HEADLINE: Pencalonan Ketum PSSI 2019-2023, Siapa Masuk Bursa?

Pemilihan Ketum, Waketum hingga Exco PSSI tahun ini memang marak peminat. Tercatat ada 123 pendaftar sejak dibuka 12 September hingga 3 Oktober 2019 kemarin.

Liputan6.com, Jakarta - PSSI segera punya Ketua Umum (Ketum) baru awal November mendatang. Jabatan ini selalu disorot mengingat sepak bola merupakan olahraga yang paling digemari rakyat Indonesia.

Pendaftar pun datang dari berbagai kalangan. Mulai dari pengurus yang lama, pengusaha, hingga politisi.

Khusus untuk Ketum, terdapat 11 bakal calon yang mendaftar. Namun jumlah ini masih bisa berkurang mengingat Komite Pemilihan (KP) masih menyeleksi dan mengonfirmasi berkas-berkas yang masuk.

"Kami kerja sampai subuh, belum selesai. Penetapannya besok (hari ini) sore," ujar Ketua KP PSSI, Syarif Bastaman kepada Liputan6.com, Rabu (9/10/2019).

"Tentu kami menghormati konstitusi PSSI untuk pengecekan berkas ini. Kalau ada yang dari pengadilan, kami cek ke pengadilannya. Kalau dari klub, kami cek ke klubnya."

Pada tanggal 9 hingga 13 Oktober 2019 KP PSSI bakal mengumumkan kandidat sementara. Lalu, para kandidat diberi kesempatan banding pada 10-16 Oktober 2019.

Rencananya, pada 18 Oktober 2019 sudah ada calon tetap yang akan dilanjutkan masa kampanye pada 24 hingga 31 Oktober 2019.

Kongres PSSI untuk pemilihan satu ketua umum, dua wakil ketua umum, dan 12 anggota Exco PSSI periode 2019-2023 dilangsungkan pada 2 November 2019.
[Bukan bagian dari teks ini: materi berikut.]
PR #666, opened 2022-06-02
Parse gemlock

mtichavsky:

### DIFF
--- a/cachito/workers/pkg_managers/rubygems.py
+++ b/cachito/workers/pkg_managers/rubygems.py
@@ -1,10 +1,29 @@
+# SPDX-License-Identifier: GPL-3.0-or-later
 import logging
+import re
+from dataclasses import dataclass
+from pathlib import Path
 
-from cachito.errors import CachitoError
+from gemlock_parser.gemfile_lock import GemfileLockParser
+
+from cachito.errors import CachitoError, ValidationError
 from cachito.workers import nexus
 from cachito.workers.errors import NexusScriptError
 
+GIT_REF_FORMAT = re.compile(r"^[a-fA-F0-9]{40}$")
+PLATFORMS_RUBY = re.compile(r"^PLATFORMS\n {2}ruby\n\n", re.MULTILINE)
+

Saksikan Video Pilihan di Bawah Ini

Calon Kuat

Dari 11 nama Bakal Calon (Balon) Ketum PSSI ada beberapa yang punya peluang besar untuk menjadi PSSI 1. Selain pengalaman ketiganya juga mengklaim punya dukungan dari voters dalam kongres nanti.

Kandidat pertama adalah La Nyalla Mattalitti. Bagi pecinta sepak bola tanah air, namanya tentu sudah tak asing lagi.

Maklum ia pernah menjabat sebagai Ketum PSSI pada 2011 dan 2015. Ia pun bertekad untuk kembali memimpin PSSI saat ini.

"Saya akan benahi semua aspek. Soal perinciannya terlalu banyak untuk saya sebutkan di sini. Yang jelas, saya akan berkomitmen penuh untuk menjadikan sepak bola Indonesia lebih baik," ujar La Nyalla beberapa waktu lalu.

Sama halnya dengan La Nyalla, Rahim Soekasah juga wajah lama di persepakbolaan tanah air. Ia pernah menjadi manajer timnas Indonesia U-23 pada 2006 dan Ketua Badan Timnas tahun 2009.